Weeks later, I sit with Lois, my friend and teacher on the dangers of revisionist history and the necessity of the living archive as an ecology of knowledge and poetic lineage. From across the desk in her home, in Fort Greene, she talks to me about the wild, vacant lot next to the Nuyorican Poets Cafe in the 1970s, where they used to raise roosters for cock fights and roast whole pigs when it was too hot to turn on the oven in summer in Alphabet City, but you’d never guess it now. What’s new strikes what was there before.

To write about the extinction of plants is to bear attention to the legacy of colonial domination over Indigenous knowledges and ways of being in reverence. The arrival of humans to New York City is not innocent, and it is not equal. To write about extinction is to contemplate who settled here, and why. To what ends. Who held power, and who was subjected to that power. Who came here by choice, and who was forced, and what else between.

And so,

With a mind to the complexities of migration, imperial reach, and colonial settlement that have played into the making of this city, and the plant life that has been altered, destroyed, transformed in the process, I want to pull our focus in.

I want you to notice, with me, the significance of this particular intervention. To recognize the persistence of life. What is indicated here. Before consuming any more thought on the matter, I want to perceive what’s here.

Amid such aggressions. Amid demands all on all sides to do better, produce more, consume more, learn more, work harder. There is subtle life growing. Being nurtured, and tended to, and cared for. There are ways of being that are slow. Delicate. There are ways of holding one another this way.

To look honestly and directly at climate disaster is overwhelming. Is devastating. It feels impossible to take in and consider with real, sustained sensitivity. I listen to the news and dissociate. Close off. I don’t know how to handle it.

And to write in response to the catastrophic data I am exposed to. I fear reproducing the disdainful criticism, the compulsion to action, the swift judgments demanded by those positioned with enough wealth and comfort to look down on those who can’t afford to make righteously imposed, environmentally sustainable, individual consumer decisions.

Michael affirms that "Extinct in New York" is not a eulogy, nor a wishing-away: that there is important human history here, too.

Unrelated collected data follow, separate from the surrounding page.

PR #533, opened 2021-06-29
Refactor AddressAutocomplete component

robinandeer:
- Refactor `AddressAutocomplete` to make it easier to test and maintain.
  - Move `Modal` + `useAddressSearch` hook to the "embark" integration layer.
  - Pass suggestions to the address autocomplete component.
  - Remove selected prop from component
  - Reset suggestions on select in parent component.

- Add tests for `AddressAutocomplete`

- Implement improvements to `Modal` so that we unmount it when it's not active
  - Simplify animation setup with AnimatePresence.
  - Remove isActive prop from AddressAutocomplete component.
  - Use `autoFocus` prop on input field.

No visual changes!

This is my view of the responsibilities of the different components/layers:

image


src/Components/Actions/AddressAutocompleteAction/AddressAutocomplete.test.tsx
```diff
@@ -0,0 +1,143 @@
...
+        onNotFound={jest.fn()}
+        value=""
+        onChange={handleChange}
+        onClear={jest.fn()}
+        placeholder={placeholder}
+        suggestions={null}
+      />,
+    )
+
+    // Input is automatically focused
```
robinandeer, line 31: I wasn't sure how much to comment on what is asserted here.

How do you feel? Is it understandable already or do we need more comments?

src/Components/Actions/AddressAutocompleteAction/AddressAutocomplete.test.tsx
```diff
@@ -0,0 +1,143 @@
...
+        onClear={handleClear}
+        placeholder=""
+        suggestions={null}
+      />,
+    )
+
+    act(() => {
+      userEvent.click(
+        getByRole('combobox').querySelector('button') as HTMLButtonElement,
+      )
```
robinandeer, line 108: I realized that it wasn't super clear how to target the button "as a user". Perhaps we are missing some a11y labels but works now.

src/Components/Actions/AddressAutocompleteAction/Modal.test.tsx
```diff
@@ -22,9 +22,9 @@ describe('address autocomplete modal', () => {
       )
     }
 
-    const { getByText } = render(<ModalWithButton />)
+    const { getByText, queryByText } = render(<ModalWithButton />)
 
-    expect(getByText('close')).not.toBeVisible()
+    expect(queryByText('close')).not.toBeInTheDocument()
```
robinandeer, line 27: The Modal contents are unmounted when the modal is not active now.

src/Components/Actions/AddressAutocompleteAction/Modal.tsx
```diff
@@ -84,35 +83,28 @@ const Modal: React.FC<Props> = ({ children, isOpen, onDismiss }) => {
...
-      >
-        {children}
-      </StyledModal>
-    </StyledOverlay>
+    <AnimatePresence>
+      {isOpen ? (
+        <StyledOverlay
+          initial={{ opacity: 0 }}
+          animate={{ opacity: 1 }}
+          exit={{ opacity: 0 }}
```
robinandeer, line 91: So much cleaner 💅

src/Components/KeywordsContext.tsx
```diff
@@ -1,4 +1,4 @@
-import React from 'react'
+import * as React from 'react'
```
robinandeer, line 1: Needed for ts-jest until we include "esModuleInterop" setting in tsconfig. Should we add that already?

robinandeer:
New Modal animation:


https://user-images.githubusercontent.com/1220232/124738827-990eea00-df19-11eb-9db2-09a65c65478b.mov

src/Components/Actions/AddressAutocompleteAction/AddressAutocompleteAction.tsx
```diff
@@ -237,47 +193,24 @@ export const AddressAutocompleteAction: React.FC<AddressAutocompleteActionProps>
...
-    clearStoreValues()
-
-    setValue(STORE_KEY.ADDRESS_SEARCH_TERM, searchTerm)
-    setValue(props.storeKey, ADDRESS_NOT_FOUND)
+    saveNotFound(searchTerm)
     props.onContinue()
-  }, [clearStoreValues, setValue, props.storeKey, searchTerm])
+  }, [searchTerm, saveNotFound])
+
+  const handleDismissModal = React.useCallback(
```
styrelius, line 210: Is there a specific reason for using `useCallback` here?

src/Components/Actions/AddressAutocompleteAction/AddressAutocompleteAction.tsx
```diff
@@ -331,23 +264,32 @@ export const AddressAutocompleteAction: React.FC<AddressAutocompleteActionProps>
...
+          disabled={false}
+          text={(props.link || {}).label || 'Continue'}
+        />
+      ) : (
+        <ContinueButton
+          onClick={() => {}}
+          disabled={true}
+          text={(props.link || {}).label || 'Continue'}
+        />
+      )}
```
styrelius, line 279: Maybe just make the button `disabled` if there's no `confirmedAddress` instead of conditionally rendering buttons with different attributes?
```suggestion
        <ContinueButton
          onClick={() => handleContinue(confirmedAddress)}
          disabled={Boolean(confirmedAddress)}
          text={(props.link || {}).label || 'Continue'}
        />
```

styrelius: Or just with implicit type coercion if you like that better 🙃 
```typescript
        <ContinueButton
          onClick={() => handleContinue(confirmedAddress)}
          disabled={confirmedAddress}
          text={(props.link || {}).label || 'Continue'}
        />
```

src/Components/KeywordsContext.tsx
styrelius: Sure :) If that doesn't seem to mess up anything else.

src/Components/Actions/AddressAutocompleteAction/useStoreAddress.ts
```diff
@@ -0,0 +1,110 @@
...
+
+  const initialAddress = React.useMemo(() => getAddressFromStore(store), [])
+
+  const clearStoreValues = React.useCallback(
+    () =>
+      Object.values(STORE_KEY).forEach((storeKey) => {
+        removeValues(storeKey)
+      }),
+    [removeValues],
+  )
```
styrelius, line 78: Would it be the same effect if this function was placed outside of the `useStoreAddress` hook (taking `removeValues` as an argument) as now when it's wrapped in a `useCallback`? If yes, I think the former is a nicer approach since it adds less complexity.

src/Components/KeywordsContext.tsx
robinandeer: A good task for Wednesday package update I think! So I'll keep it like this for now.

src/Components/Actions/AddressAutocompleteAction/AddressAutocompleteAction.tsx
robinandeer: Just the very slight performance benefit of not regenerating it on every re-render. But could skip it.

src/Components/Actions/AddressAutocompleteAction/AddressAutocompleteAction.tsx
robinandeer: The problem is that `confirmedAddress` is possibly null and therefore can't be passed directly to `handleContinue`.

We could use the "bang operator" to override this type check but I kind of prefer this explicit check instead. Where do you stand on that?

src/Components/Actions/AddressAutocompleteAction/useStoreAddress.ts
robinandeer: I'm not quite sure what approach you are aiming for 🤔 

`removeValues` comes from the "store" context. Do you mean it would be passed into `useStoreAddress` as a parameter? In that case both this hook and the parent component would have to subscribe to the "store" context. I tried to keep that logic contained within this hook.

src/Components/Actions/AddressAutocompleteAction/AddressAutocompleteAction.tsx
styrelius: Ah, I see, I missed that! Hm, I think non-null assertions should probably be used sparingly (so no,  don't have an exciting opinion there). But how about this?
```typescript
        <ContinueButton
          onClick={confirmedAddress ? () => handleContinue(confirmedAddress) : () => {}}
          disabled={confirmedAddress}
          text={(props.link || {}).label || 'Continue'}
        />
```
Or is that also messy? I just think it's a bit confusing with the "two" buttons.

src/Components/Actions/AddressAutocompleteAction/useStoreAddress.ts
styrelius: I don't know - I just feel that all the `useCallback`s raises a lot of questions and make things complex. So I was just thinking if there could be some other approach - like moving some functions out from the hook.

src/Components/Actions/AddressAutocompleteAction/AddressAutocompleteAction.tsx
robinandeer: Right, I agree that this is more what you would expect. I can change to that.

Interesting to figure out a good way to handle this though 🤔 like if the function should accept `null` as well but throw a runtime exception if it ever get's called with a "null" value maybe?

src/Components/Actions/AddressAutocompleteAction/useStoreAddress.ts
robinandeer: Hmm, maybe we can discuss the use of it at some point to come to a shared understanding of when it's useful etc.

To me it's simply a way to memoize the function definition so I don't think about it much anymore. It just feels safer to do it so that I don't accidentally depend on a non-memoized function in e.g. a `useEffect`-hook.

robinandeer:
Would need to redo this -- but will leave the PR open as a reference.

robinandeer:
This was a good attempt but we are gonna have to restart this one anyways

It is painful to recognize that some human lives are seen as valuable and others dispensable, a waste of resources.

With care work on my mind, I go to see an elder whose labour, intelligent passion and poetry was foundational to the Nuyorican Poets Cafe, which is now under threat of erasure. He is being kept in a rehab center uptown. An assisted living facility for humans. Another place to enclose those we are unable to look after in a natural, integrated environment.

On the subway ride uptown, a Black man rants through the car shouting his discontent with racial inequities in America, and we collectively shrink. I close off, thinking of how proximity to illness provokes fear of my own mental state slipping under.

Curiosity shuts down, and I stop perceiving, I stop writing.